• _What this task involves_: Please write out every entry below, word for word.

[Collected data entries]

=======

PR #712, opened 2024-09-14
Solution Politov

Alexandr-Politov:


Alexandr-Politov:
image
image
image
image
image
image

taxi/forms.py
```diff
@@ -0,0 +1,51 @@
...
+from django.contrib.admin.widgets import FilteredSelectMultiple
+from django.core.validators import RegexValidator
+from django.contrib.auth.forms import UserCreationForm
+
+from taxi.models import Driver, Car
+
+
+class DriverForm(UserCreationForm):
+    license_number = forms.CharField(
+        max_length=8,
```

=======

• _Solved problem_:
PR #712, opened 2024-09-14
Solution Politov

Alexandr-Politov:


Alexandr-Politov:
image
image
image
image
image
image

taxi/forms.py
```diff
@@ -0,0 +1,51 @@
...
+from django.contrib.admin.widgets import FilteredSelectMultiple
+from django.core.validators import RegexValidator
+from django.contrib.auth.forms import UserCreationForm
+
+from taxi.models import Driver, Car
+
+
+class DriverForm(UserCreationForm):
+    license_number = forms.CharField(
+        max_length=8,
```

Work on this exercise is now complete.